An simple implementation that uses a thread to process the per-source or per-child computation is coded, but it runs about 10X slower than the current implementation that uses a block to process such units. One reason is the use of block-level parallel primitives, such as block reduce. Another reason is that by using a whole block, instead of a thread, to process the same computation, the working set is greatly reduced together with the parallelism, and the whole working set can fit into the cache system. When using higher parallelism, the working set is larger, and forced to be evicted into the global memory, and creates a bottleneck. Actually during the experiment, for the thread-level parallelism implementation, reducing the number of blocks of the kernel improves its running time, the opposite to normally what would be expected from running other kernels.

Gunrock implications

One thing that Gunrock does not provide, or intentionally hides, is block-level parallelism. However, it comes in handy when implementing the custom kernels for GraphSAGE: each block can process a one-dimension vector, with each thread holding one element, then use a block-level reduce to get the sum of those elements; this way is highly efficient, and actually reduces the parallelism and with it the size of the working set of data.

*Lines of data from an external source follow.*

PR #260, opened 2018-02-14
Add support for asynchronously handling requests

ferozco:
Previously we had a single thread that would handle and subsequently respond to each message in order. This presented performance problems since long running handlers would cause the server to hang from the perspective of the client. Furthermore,  prevented a handler from sending (and receiving) multiple message.

This change allows handlers to be executed either synchronously or asynchronously with the choice being left to the specific hookimpl.


pyls/message_manager.py
```diff
@@ -0,0 +1,116 @@
...
+from jsonrpc.jsonrpc import JSONRPCRequest
+from jsonrpc.exceptions import (
+    JSONRPCInvalidRequestException,
+)
+
+
+log = logging.getLogger(__name__)
+
+
+class MessageManager(object):
```
gatesn: JSONRPCServer ?

pyls/message_manager.py
```diff
@@ -0,0 +1,116 @@
...
+        self.write_lock = threading.Lock()
+
+    def close(self):
+        with self.write_lock:
+            self.wfile.close()
+            self.rfile.close()
+
+    def get_messages(self):
+        """
+        Generator that produces well structured JSON RPC message.
```
gatesn: Docs start on same line as `"""` without a space. So  `"""Generator that ...`

pyls/message_manager.py
```diff
@@ -0,0 +1,116 @@
...
+            message: received message
+
+        Note:
+            This method is not thread safe and should only invoked from a single thread
+        """
+        while not self.rfile.closed:
+            request_str = self._read_message()
+
+            if request_str is None:
+                # log.error("failed to read message")
```
gatesn: Should we break here? Looks like we might be at EOF

pyls/message_manager.py
```diff
@@ -0,0 +1,116 @@
...
+                continue
+            if isinstance(request_str, bytes):
+                request_str = request_str.decode("utf-8")
+
+            try:
+                try:
+                    message_blob = json.loads(request_str)
+                    message = JSONRPCRequest.from_data(message_blob)
```
gatesn: Does this support batch requests?

pyls/message_manager.py
```diff
@@ -0,0 +1,116 @@
...
+                except JSONRPCInvalidRequestException:
+                    # work around where JSONRPC20Reponse expects _id key
+                    message_blob['_id'] = message_blob['id']
```
gatesn: Why are we doing this in an except block? Surely if `'id' in message_blob` then we should always just set `_id`?

pyls/message_manager.py
```diff
@@ -0,0 +1,116 @@
...
+
+    def write_message(self, message):
+        """ Write message to out file descriptor
+
+        Args:
+            message (dict): body of the message to send
+        """
+        with self.write_lock:
+            if self.wfile.closed:
+                return
```
gatesn: Shouldn't we throw here? The client would see this as a successful write. There's also a race if the wfile is closed after this line but before the wfile.write call.

Just remove this check

pyls/python_ls.py
```diff
@@ -1,44 +1,105 @@
 # Copyright 2017 Palantir Technologies, Inc.
 import logging
-from . import lsp, _utils
+import re
+import socketserver
+
+from . import lsp, _utils, uris
```
gatesn: Order alphabetically

pyls/python_ls.py
```diff
@@ -1,44 +1,105 @@
...
+        super(_StreamHandlerWrapper, self).setup()
+        # pylint: disable=no-member
+        self.delegate = self.DELEGATE_CLASS(self.rfile, self.wfile)
+
+    def handle(self):
+        self.delegate.handle()
+
+
+def start_tcp_lang_server(bind_addr, port, handler_class):
+    if not issubclass(handler_class, ):
```
gatesn: This seems... weird

pyls/python_ls.py
```diff
@@ -1,44 +1,105 @@
...
+        log.info('Serving %s on (%s, %s)', handler_class.__name__, bind_addr, port)
+        server.serve_forever()
+    finally:
+        log.info('Shutting down')
+        server.server_close()
+
+
+def start_io_lang_server(rfile, wfile, handler_class):
+    if not issubclass(handler_class, PythonLanguageServer):
+        raise ValueError('Handler class must be a subclass of JSONRPCServer')
```
gatesn: Error message doesn't match is subclass check

pyls/python_ls.py
```diff
@@ -1,44 +1,105 @@
...
+        self.rpc_manager = JSONRPCManager(MessageManager(rx, tx), self.handle_request)
+        self.workspace = None
+        self.config = None
+        self._dispatchers = []
 
-    # Set of method dispatchers to query
-    _dispatchers = []
+    def start(self):
+        """Entry point for the server"""
+        self.rpc_manager.consume_requests()
```
gatesn: Think it makes more sense to pass `handle_request` here, rather than in constructor or JSONRPCManager

pyls/python_ls.py
```diff
@@ -1,44 +1,105 @@
...
 
-    def __getitem__(self, item):
-        """Override the method dispatcher to farm out any unknown messages to our plugins."""
-        try:
-            return super(PythonLanguageServer, self).__getitem__(item)
-        except KeyError:
-            log.debug("Checking dispatchers for %s: %s", item, self._dispatchers)
+    def handle_request(self, method, params):
+        """Provides calllables to handle message requests
```
gatesn: Typo

pyls/python_ls.py
```diff
@@ -1,44 +1,105 @@
...
+
+        Args:
+            method (str):
```
gatesn: Remove docs if they're not filled out

pyls/python_ls.py
```diff
@@ -1,44 +1,105 @@
...
-                    return dispatcher.__getitem__(item)
-                except KeyError:
-                    pass
-        raise KeyError("Unknown item %s" % item)
+                if method_call in dispatcher:
+                    return dispatcher[method_call](**params)
 
-    def _hook_caller(self, hook_name):
-        return self.config.plugin_manager.subset_hook_caller(hook_name, self.config.disabled_plugins)
+        raise KeyError
```
gatesn: Can you pass a more descriptive message here.

pyls/python_ls.py
```diff
@@ -66,15 +127,40 @@ def capabilities(self):
...
+    def m_initialize(self, **kwargs):
+        log.debug('Language server initialized with %s', kwargs)
+        if 'rootUri' in kwargs:
+            root_uri = kwargs['rootUri']
+        elif 'rootPath' in kwargs:
+            root_path = kwargs['rootPath']
+            root_uri = uris.from_fs_path(root_path)
+        else:
+            root_uri = ''
+        init_opts = kwargs.get('initializationOptions')
```
gatesn: Can you `get('init...', {})`

pyls/python_ls.py
```diff
@@ -66,15 +127,40 @@ def capabilities(self):
...
+
+        self.workspace = Workspace(root_uri, rpc_manager=self.rpc_manager)
         self.config = config.Config(root_uri, init_opts)
         self._dispatchers = self._hook('pyls_dispatchers')
         self._hook('pyls_initialize')
 
+        # Get our capabilities
+        return {'capabilities': self.capabilities()}
+
+    def m___cancel_request(self, **kwargs):
```
gatesn: `(self, id=None, **_kwargs):`

pyls/python_ls.py
```diff
@@ -124,6 +210,9 @@ def rename(self, doc_uri, position, new_name):
     def signature_help(self, doc_uri, position):
         return self._hook('pyls_signature_help', doc_uri, position=position)
 
+    def m__cancel_request(self, **kwargs):
```
gatesn: Which cancel request is actually used? Why are there 2 underscores in this and 3 in the other?

pyls/rpc_manager.py
```diff
@@ -0,0 +1,171 @@
...
+log = logging.getLogger(__name__)
+
+RESPONSE_CLASS_MAP = {
+    "1.0": JSONRPC10Response,
+    "2.0": JSONRPC20Response
+}
+
+
+class JSONRPCManager(object):
+    """ Implementation of the Microsoft VSCode Language Server Protocol
```
gatesn: Not sure this doc string is true

pyls/rpc_manager.py
```diff
@@ -0,0 +1,171 @@
...
+
+log = logging.getLogger(__name__)
+
+RESPONSE_CLASS_MAP = {
+    "1.0": JSONRPC10Response,
+    "2.0": JSONRPC20Response
+}
+
+
+class JSONRPCManager(object):
```
gatesn, line 19: Something needs to be called Server!! 😄

pyls/rpc_manager.py
```diff
@@ -0,0 +1,171 @@
...
+
+         Args:
+             method (str): The method name of the notification to send
+             params (dict): The payload of the notification
+         """
+        log.debug('Notify %s %s', method, params)
+        notification = JSONRPC20Request(method=method, params=params)
+        self._message_manager.write_message(notification.data)
+
+    def cancel(self, request_id):
```
gatesn, line 71: You don't want/need this. Instead, you should add a done callback in the `call` method that checks if the future is cancelled, and if so sends the cancel message. That way a user can call `manager.call('method').cancel()`

pyls/rpc_manager.py
```diff
@@ -0,0 +1,171 @@
...
+        """Execute corresponding handler for the recieved request
+
+        Args:
+            request (JSONRPCBaseRequest): request to act upon
+
+        Note:
+            requests are handled asynchronously if the handler returns a callable, otherwise they are handle
+            synchronously by the main thread
+        """
+        if self._shutdown and request.method != 'exit':
```
gatesn, line 104: What is this for? Why does the server know about a 'exit' method?

pyls/rpc_manager.py
```diff
@@ -0,0 +1,171 @@
...
+            return
+
+        params = request.params if request.params is not None else {}
```
gatesn, line 107: `params = request.params or {}`

pyls/rpc_manager.py
```diff
@@ -0,0 +1,171 @@
...
+            maybe_handler = self._message_handler(request.method, params)
+        except KeyError:
+            log.debug("No handler found for %s", request.method)
+            self._message_manager.write_message(
+                JSONRPC20Response(_id=request._id, error=JSONRPCMethodNotFound()._data).data)
+            return
+
+        if request._id in self._received_requests:
+            log.error('Received request %s with duplicate id', request.data)
+        elif callable(maybe_handler):
```
gatesn, line 118: I think this might be the wrong place to check callable. How can I have two linting hooks, one sync and one async right now?

pyls/rpc_manager.py
```diff
@@ -0,0 +1,171 @@
...
+        future = self._executor_service.submit(handler)
+
+        if request.is_notification:
+            return
+
+        self._received_requests[request._id] = future
+
+        def did_finish_callback(completed_future):
+            if completed_future.cancelled():
+                log.debug('Cleared cancelled request %d', request._id)
```
gatesn: `s/Cleared/Clearing/`

pyls/rpc_manager.py
```diff
@@ -0,0 +1,171 @@
...
+                del self._received_requests[request._id]
+                return
+
+            error, trace = completed_future.exception_info()
+            del self._received_requests[request._id]
```
gatesn: Why this line here, and above in the if statement.

pyls/rpc_manager.py
```diff
@@ -0,0 +1,171 @@
...
+            if error is not None:
+                log.error("Failed to handle request %s with error %s %s", request._id, error, trace)
+                # TODO(forozco): add more descriptive error
+                response = _make_response(request, errror=JSONRPCInternalError()._data)
```
gatesn: `s/errror/error/`

pyls/rpc_manager.py
```diff
@@ -0,0 +1,171 @@
...
+            else:
+                response = _make_response(request, result=completed_future.result())
+            self._message_manager.write_message(response.data)
+        future.add_done_callback(did_finish_callback)
+
+    def _handle_response(self, response):
+        try:
+            request = self._sent_requests[response._id]
```
gatesn, line 151: Just guard with `if response._id not in self._sent_requests` - cleaner to read

pyls/workspace.py
```diff
@@ -74,12 +74,12 @@ class Workspace(object):
     M_SHOW_MESSAGE = 'window/showMessage'
     PRELOADED_MODULES = get_preferred_submodules()
 
-    def __init__(self, root_uri, lang_server=None):
+    def __init__(self, root_uri, rpc_manager=None):
```
gatesn, line 77: Don't like that everything is a manager.

test/fixtures.py
```diff
@@ -1,10 +1,11 @@
 # Copyright 2017 Palantir Technologies, Inc.
 import pytest
+import os
 from pyls import uris
 from pyls.config.config import Config
 from pyls.python_ls import PythonLanguageServer
 from pyls.workspace import Workspace
-from io import StringIO
+from StringIO import StringIO
```
gatesn, line 8: Revert this: 

```
io.StringIO is a class. It handles Unicode. It reflects the preferred Python 3 library structure.

StringIO.StringIO is a class. It handles strings. It reflects the legacy Python 2 library structure.
```

test/fixtures.py
```diff
@@ -1,10 +1,11 @@
 # Copyright 2017 Palantir Technologies, Inc.
 import pytest
+import os
```
gatesn, line 3: Unused?

test/test_rpc_manager.py
```diff
@@ -0,0 +1,123 @@
+# Copyright 2018 Palantir Technologies, Inc.
+import pytest
+import time
+from StringIO import StringIO
```
gatesn, line 4: `io.StringIO`

gatesn (commented):
Haven't reviewed tests, some nice looking stuff here. One thing about the async is that there's no way (I think?) to mix async and sync hook implementations. 

This might end up quite a large refactor to support this...

pyls/message_manager.py
ferozco: no, had thought about implementation but forgot to add it. can do it here or in a follow up

pyls/message_manager.py
ferozco: only need to do this to handle to weirdness within JSONRPC20Response constructor, JSONRPCRequest handles things properly

pyls/message_manager.py
ferozco: no we should not. consider the case that shutdown has been received and processed but there were some pending handlers that had not finished executing. When those handlers finish, rather than throwing and crashing we quietly drop the messages until we receive the exit notification and cleanup properly

pyls/python_ls.py
ferozco: oh oops, not sure how that works haha

pyls/python_ls.py
ferozco: i don't think it really matters

pyls/python_ls.py
ferozco: actually did this explicitly to avoid collision with `id` keyword

pyls/rpc_manager.py
ferozco: I wouldn't personally call either of the managers servers. neither really provide server like functionality to the client, they are mostly just there to manage the sending of messages so that the real server can more easily operate

pyls/rpc_manager.py
ferozco: Thats actually not true. This doesn't let you operate on requests send from the language server to the client(whether we should is a totally separate question). The reason for having this method is to allow the language server correctly act upon `$/cancel` requests send from the client

pyls/rpc_manager.py
ferozco: I suppose the language server can `drop` the message within the handler, but it complicates the logic since this method now has to know how to differentiate between an empty response and a response that should be dropped

pyls/rpc_manager.py
ferozco: I think being more explicit is fine

pyls/rpc_manager.py
ferozco: Linting is a notification so I don't think it wouldn't be effected by this. Perhaps i didn't mention this, but the plan is to have the server do the resolution around having some async and some non-async hooks. i.e. for each handler there would be some merge logic to determine whether to return an aggregate result or a callable

pyls/rpc_manager.py
ferozco: I think the current language is consistent with the other log lines

pyls/rpc_manager.py
ferozco: my bad

pyls/rpc_manager.py
ferozco: its more pythonic to do it this way, EAFP

pyls/workspace.py
ferozco: we can talk about this more offline

test/fixtures.py
ferozco: ya thats something i noticed, didn't seem like linting was actually being run against tests

test/test_rpc_manager.py
ferozco: StringIO isn't the right way, but neither is io.StringIO. it forces you to have to convert all your strings before sending them off, which is totally unnecessary during normal execution

evandrocoan: This will not run on Python 3 and this server is compatible is both Python 2 and 3. You need to:
```python
import sys

if sys.version_info[0] < 3:
    from StringIO import StringIO

else:
    from io import StringIO
```

pyls/rpc_manager.py
evandrocoan: Whether you do `LBYL` or `EAFP` is only relevant for performance reasons. If this is supposed to fail 99% of the time, do `LBYL` because exception handingly 99% of the time is much more extensive than the if checking.

Anyways, only optimize after you know what needs optimization, i.e., after benchmarking.

> In DonaldKnuth's paper "StructuredProgrammingWithGoToStatements", he wrote: "Programmers waste enormous amounts of time thinking about, or worrying about, the speed of noncritical parts of their programs, and these attempts at efficiency actually have a strong negative impact when debugging and maintenance are considered. We should forget about small efficiencies, say about 97% of the time: premature optimization is the root of all evil. Yet we should not pass up our opportunities in that critical 3%." http://wiki.c2.com/?PrematureOptimization

pyls/rpc_manager.py
evandrocoan: It is just `Microsoft Language Server Protocol`. VSCode just happens to be one of the first to use it.

ferozco:
@evandrocoan thanks for looking at this! unfortunately this PR was closed in favour of https://github.com/palantir/python-language-server/pull/261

Notes on multi-GPU parallelization

The main memory usage is due to feature data, so it is critical to not duplicate features. The side effect is the computation needs to be divided into child-centric and source-centric parts, and exchange data in between. It should be scalable, and easy to implement.

Notes on dynamic graphs

GraphSAGE does not have a dynamic graph component, but it should able to work on a dynamic graph. Some of the data may be reusable if the graph has not been significantly changed, but the resulting memory requirement to store the intermediate data may make data reuse impossible.

Notes on larger datasets

If the dataset is so large that the graph and the per-vertex feature data are larger than the combined GPU memory, it's possible to accumulate the features of leafs and children on CPU, transfer the data on to GPU, and perform the computation. Because of the cost of the transfer, runtime will increase significantly as compared to the cases when the full data can fit in the GPU memory, but whether that will cause an increase above the OpenMP implementation is still unknown.

Notes on other pieces of this workload

The main part of GraphSAGE workflow is actually the training process, which will be outside of Gunrock, provided by TensorFlow, PyTorch or other machine learning libraries. How to connect the training with the Gunrock GPU implementation is the main task for this workload going forward.

Research potential

The GPU implementation of the embedding part runs a lot faster than on the CPU, and hits a few GPU hardware limitations. It should have comparable runtime to other GPU implementations. But it's only useful as a part of the whole workload and achieves comparable prediction accuracy as conventional / reference implementations.

An interesting question raised from the GraphSAGE GPU implementation is whether it is useful to expose block-level parallelism to higher-level programming models/APIs, and if so, how to do that. It's clear that working at the block level provides benefits, such as the ability to use block-level primitives like scan and reduce. But it also comes with costs, most importantly, requiring the programmer to have knowledge about the GPU hardware. It also reduces the portability of the implementation, because two-level parallelism may not exist on other processors.